ABOUT THIS EXERCISE
Nothing but the lines from the one containing "-71,6 +71,7 @@" through the one containing "-#ifndef OMG_DDS_PUB_DETAIL_SAMPLE_HPP_", both included, should be given again, each exactly as written below.

Dataset entries:
PR #57, opened 2021-01-19
Implement a zero-copy mechanism for loaned read/take calls.

e-hndrks:
Signed-off-by: Erik Hendriks <erik.hendriks@adlinktech.com>

### DIFF
--- a/src/ddscxx/include/dds/sub/TDataReader.hpp
+++ b/src/ddscxx/include/dds/sub/TDataReader.hpp
@@ -378,7 +378,7 @@ public:
          *
          * @param  sfit     Forward-inserting container iterator
          * @param  max_samples Maximum samples to read and copy into the given container
-         * @return          The number of samples in the LoanedSamples container
+         * @return          The number of samples in the given container
          * @throws dds::core::Error
          *                  An internal error has occurred.
          * @throws dds::core::NullReferenceError
@@ -402,7 +402,7 @@ public:
          * Selector with possible filters set.
          *
          * @param  sbit     Back-inserting container iterator
-         * @return          The number of samples in the LoanedSamples container
+         * @return          The number of samples in the given container
          * @throws dds::core::Error
          *                  An internal error has occurred.
          * @throws dds::core::NullReferenceError
@@ -425,7 +425,7 @@ public:
          * Selector with possible filters set.
          *
          * @param  sbit     Back-inserting container iterator
-         * @return          The number of samples in the LoanedSamples container
+         * @return          The number of samples in the given container
          * @throws dds::core::Error
          *                  An internal error has occurred.
          * @throws dds::core::NullReferenceError
@@ -1291,7 +1291,7 @@ public:
      *
      * @param  sfit     Forward-inserting container iterator
      * @param  max_samples Maximum samples to take and copy into the given container
-     * @return          The number of samples in the LoanedSamples container
+     * @return          The number of samples in the given container
      * @throws dds::core::Error
      *                  An internal error has occurred.
      * @throws dds::core::NullReferenceError
@@ -1357,7 +1357,7 @@ public:
      * Look @ref anchor_dds_sub_datareader_invalidsamples "here" for more information.
      *
      * @param  sbit     Back-inserting container iterator
-     * @return          The number of samples in the LoanedSamples container
+     * @return          The number of samples in the given container
      * @throws dds::core::Error
      *                  An internal error has occurred.
      * @throws dds::core::NullReferenceError
@@ -1419,7 +1419,7 @@ public:
      * Look @ref anchor_dds_sub_datareader_invalidsamples "here" for more information.
      *
      * @param  sbit     Back-inserting container iterator
-     * @return          The number of samples in the LoanedSamples container
+     * @return          The number of samples in the given container
      * @throws dds::core::Error
      *                  An internal error has occurred.
      * @throws dds::core::NullReferenceError
@@ -1628,8 +1628,8 @@ public:
      * can be used to indicate that the created entity should not respond to any of its available
      * statuses. The DDS will therefore attempt to propagate these statuses to its factory.
      * The special constant dds::core::status::StatusMask::all() can be used to select all applicable
-     * statuses specified in the “Data Distribution Service for Real-time Systems Version
-     * 1.2” specification which are applicable to the PublisherListener.
+     * statuses specified in the "Data Distribution Service for Real-time Systems Version
+     * 1.2" specification which are applicable to the PublisherListener.
      *
      * @anchor anchor_dds_sub_datareader_commpropagation
      * <i>Status Propagation</i><br>
@@ -1645,7 +1645,7 @@ public:
      * status is not activated in its mask, the application is not notified of the change.
      *
      * The statuses DATA_ON_READERS_STATUS and DATA_AVAILABLE_STATUS are
-     * “Read Communication Statuses” and are an exception to all other plain
+     * "Read Communication Statuses" and are an exception to all other plain
      * communication statuses: they have no corresponding status structure that can be
      * obtained with a get_<status_name>_status operation and they are mutually
      * exclusive. When new information becomes available to a DataReader, the Data
--- a/src/ddscxx/include/dds/sub/detail/SampleRef.hpp
+++ b/src/ddscxx/include/dds/sub/detail/SampleRef.hpp
@@ -71,6 +71,7 @@ public:
 
     SampleRef& copy(const SampleRef& other)
     {
+        static_cast<void>(ddsi_serdata_ref(other.data_));
         this->data_ = other.data_;
         this->info_ = other.info_;
 
--- a/src/ddscxx/include/dds/sub/detail/SampleRef.hpp
+++ b/src/ddscxx/include/dds/sub/detail/SampleRef.hpp
@@ -1,5 +1,5 @@
-#ifndef OMG_DDS_PUB_DETAIL_SAMPLE_HPP_
-#define OMG_DDS_PUB_DETAIL_SAMPLE_HPP_
+#ifndef OMG_DDS_PUB_DETAIL_SAMPLEREF_HPP_
+#define OMG_DDS_PUB_DETAIL_SAMPLEREF_HPP_
 
 /* Copyright 2010, Object Management Group, Inc.
  * Copyright 2010, PrismTech, Corp.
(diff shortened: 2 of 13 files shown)


e-hndrks:
@reicheratwork Could you review this pull request please?

src/ddscxx/include/dds/sub/TDataReader.hpp
```diff
@@ -1628,8 +1628,8 @@ class dds::sub::DataReader : public dds::sub::TAnyDataReader< DELEGATE<T> >
      * can be used to indicate that the created entity should not respond to any of its available
      * statuses. The DDS will therefore attempt to propagate these statuses to its factory.
      * The special constant dds::core::status::StatusMask::all() can be used to select all applicable
-     * statuses specified in the “Data Distribution Service for Real-time Systems Version
-     * 1.2” specification which are applicable to the PublisherListener.
+     * statuses specified in the "Data Distribution Service for Real-time Systems Version
+     * 1.2�" specification which are applicable to the PublisherListener.
```
reicheratwork, line 1632: maybe a typo here?

src/ddscxx/include/dds/sub/detail/SampleRef.hpp
```diff
@@ -0,0 +1,118 @@
...
+{
+namespace detail
+{
+template <typename T>
+class SampleRef;
+}}}
+
+#include <dds/sub/SampleInfo.hpp>
+#include <org/eclipse/cyclonedds/topic/datatopic.hpp>
+//#include <dds/sub/detail/TSampleImpl.hpp>
```
reicheratwork, line 35: Might this be useful in the future, if not, remove?

src/ddscxx/include/dds/sub/detail/Sample.hpp
```diff
@@ -111,9 +111,9 @@ class Sample
         return &this->data_;
     }
 
-    dds::sub::SampleInfo *info_ptr()
+    dds::sub::SampleInfo &info_ptr()
```
reicheratwork, line 114: Maybe rename this function to info_ref, since that is what it is doing now?

src/ddscxx/include/dds/sub/detail/SamplesHolder.hpp
```diff
@@ -64,9 +64,6 @@ class LoanedSamplesHolder : public SamplesHolder
 
         uint32_t cpp_sample_size = this->samples_.delegate()->length();
         void **c_sample_pointers = new void * [cpp_sample_size];
-        for (uint32_t i = 0; i < cpp_sample_size; ++i) {
```
reicheratwork, line 67: Is this correctly deleted?
Since now you just get an empty array of pointer back from this function, which have not even been initialized.

src/ddscxx/include/org/eclipse/cyclonedds/topic/datatopic.hpp
```diff
@@ -71,8 +72,26 @@ class ddscxx_serdata : public ddsi_serdata {
...
+
+  T* getT()
+  {
+    if (!m_t)
+    {
+      m_t = new T();
+      switch (kind)
+      {
+      case SDK_KEY:
+        m_t->key_read(calc_offset(data(), 4), 0);
```
reicheratwork, line 84: Shouldn't there be a check for if the data field has been initialized?
This is the case when there is data being read, but also when it is being written?

src/ddscxx/include/org/eclipse/cyclonedds/topic/datatopic.hpp
```diff
@@ -263,7 +282,7 @@ ddsi_serdata_t *serdata_from_sample(
       assert(0);
     }
     d->key_md5_hashed() = msg->key(d->key());
-    d->getT() = *msg;
```
reicheratwork, line 266: Somehow I get the impression that an unnecessary copy step is being done here, the sample pointer is loaned, right?

reicheratwork (changes requested):

reicheratwork (changes requested):
The conditions under which the getT() function for the ddscxx_serdata class is called should be examined especially, maybe do some lazy initialization,only when the blob pointer is set?

src/ddscxx/include/dds/sub/TDataReader.hpp
e-hndrks: You are right: small typo. The previous version was using double quotes that weren't ASCII, which looks nice on webbrowsers,but not in plain code. When replacing them with plain ASCII double quotes, some weird character must have stayed behind. I will correct  this.

src/ddscxx/include/dds/sub/detail/SampleRef.hpp
e-hndrks: The file SampleRef.hpp was initially copied from Sample.hpp, and then modified to hold a Ref to the sample instead of a copy of the sample. The original Sample.hpp spec file also has this commented out include statement, but I agree that it would be better to remove it from this copy, and let the spec take care removing the original. Will correct this.

src/ddscxx/include/dds/sub/detail/Sample.hpp
e-hndrks: You are right, it used to return a pointer but was changed to return a ref instead, but the name wasn't changed with it. However, I noticed that the info() function itself was already overloaded with a const and non-const getter, so there is not even a need for another function that returns the non-const pointer. I will remove info_ptr() and replace all its invocations with calls to the non-const getter of info() instead. I will do this both for Sample.hpp and for SampleRef.hpp.

src/ddscxx/include/dds/sub/detail/SamplesHolder.hpp
e-hndrks: That is correct. The SampleInfo is now copied in another loop, that is also used to copy the samples themselves. (See set_sample_contents). It seemed to make sense to copy the Sample and its SampleInfo in the same loop instead of making it two separate loops.

src/ddscxx/include/org/eclipse/cyclonedds/topic/datatopic.hpp
e-hndrks: I don't understand this remark in this particular context. The only change made here is that getT() now returns a pointer to the sample, instead of a reference to the sample. Hence the '.' should be replaced by a '->' in the line you now quote. It could be that you mean this a a more general remark, but then again: how do you know if a sample is initialized since even a sample filled with 0's (the default) still counts as a valid sample.

src/ddscxx/include/org/eclipse/cyclonedds/topic/datatopic.hpp
e-hndrks: The line you quote here is deleted, but the line that replaces it indeed makes a full copy of a sample. What is important is the context of this piece of code: the serdata_to_sample function. Normally this function is not called by the loaned C++ read/take, which uses read/take_cdr under the hood and just returns the serdata istself. However, in case of a read/take that uses pre-allocated resources I will have to make a copy of the sample into the preallocated resources. It is only in these cases that the serdata_to_sample will be invoked, and in those cases it is conceptually correct.

src/ddscxx/include/dds/sub/detail/SampleRef.hpp
```diff
@@ -0,0 +1,117 @@
...
+    }
+
+    SampleRef& operator=(const SampleRef& other)
+    {
+        return copy(other);
+    }
+
+    SampleRef& copy(const SampleRef& other)
+    {
+        this->data_ = other.data_;
```
eboasson, line 74: Shouldn't this do `ddsi_serdata_ref(other.data_)`?

eboasson (commented):
Thanks @e-hndrks, this feature will be a nice improvement. Still, I do have a few comments/questions because I am not quite convinced it covers all bases. I expect various realistic use cases won't run into problems, but I'd appreciate it if you'd give it another thought. (And please do keep in mind that I may have overlooked some analogous cases.)

src/ddscxx/include/dds/sub/detail/SampleRef.hpp
```diff
@@ -0,0 +1,117 @@
...
+    {
+        return info_;
+    }
+
+    dds::sub::SampleInfo& info()
+    {
+        return info_;
+    }
+
+    bool operator ==(const SampleRef& other) const
```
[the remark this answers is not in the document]
e-hndrks: Good catch. This is actually a by-product from copy-pasting most of the SampleRef from Sample, where Sample also didn't implement the == operator. For the latter there is actually an internal ticket (OSPL-2430) describing the reason for not implementing it: namely the fact that the old IDL compiler didn't generate == operators for the generated sample datatypes yet, and since the == operator of Sample will need to delegate to the == operator of both the SampleInfo and the sample it couldn't be done. With the advent of the new IDL compiler this is no longer an issue, and should be solved as well. For SampleRef I will do that right here, for Sample I guess we should do that as a separate issue.

src/ddscxx/include/dds/sub/detail/SampleRef.hpp
e-hndrks: You are correct. I will correct it.

src/ddscxx/include/org/eclipse/cyclonedds/topic/datatopic.hpp
```diff
@@ -71,8 +72,26 @@ class ddscxx_serdata : public ddsi_serdata {
...
   const bool& key_md5_hashed() const { return m_key_md5_hashed; }
   void populate_hash();
-  T& getT() { return m_t; }
-  const T& getT() const { return m_t; }
+
+  T* getT()
+  {
+    if (!m_t)
+    {
+      m_t = new T();
```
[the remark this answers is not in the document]
e-hndrks: Good point. I amagined this would all be exectuted while holding some kind of lock. But if that is indeed not the case, then an atomic compare and swap like you suggest seems to be the way to go. I will look more into it and modify the code accordingly.

src/ddscxx/include/dds/sub/detail/SampleRef.hpp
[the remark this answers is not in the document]
e-hndrks: It turns out the current IDL compiler still doesn't implement the == operator on the data samples. Therefore I propose to fix this issue in a separate pull request that not only covers the generation of == operators on the generated data samples, but also the correct implementation of the == operators for dds::sub::Sample and for dds::sub::SampleRef.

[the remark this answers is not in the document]
eboasson: Proposal accepted 🙂

reicheratwork (approved):

src/ddscxx/include/org/eclipse/cyclonedds/topic/datatopic.hpp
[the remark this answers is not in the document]
e-hndrks: Resolved the issue in line with @eboasson's proposal.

WRITTEN REPLY
@@ -71,6 +71,7 @@ public:
 
     SampleRef& copy(const SampleRef& other)
     {
+        static_cast<void>(ddsi_serdata_ref(other.data_));
         this->data_ = other.data_;
         this->info_ = other.info_;
 
--- a/src/ddscxx/include/dds/sub/detail/SampleRef.hpp
+++ b/src/ddscxx/include/dds/sub/detail/SampleRef.hpp
@@ -1,5 +1,5 @@
-#ifndef OMG_DDS_PUB_DETAIL_SAMPLE_HPP_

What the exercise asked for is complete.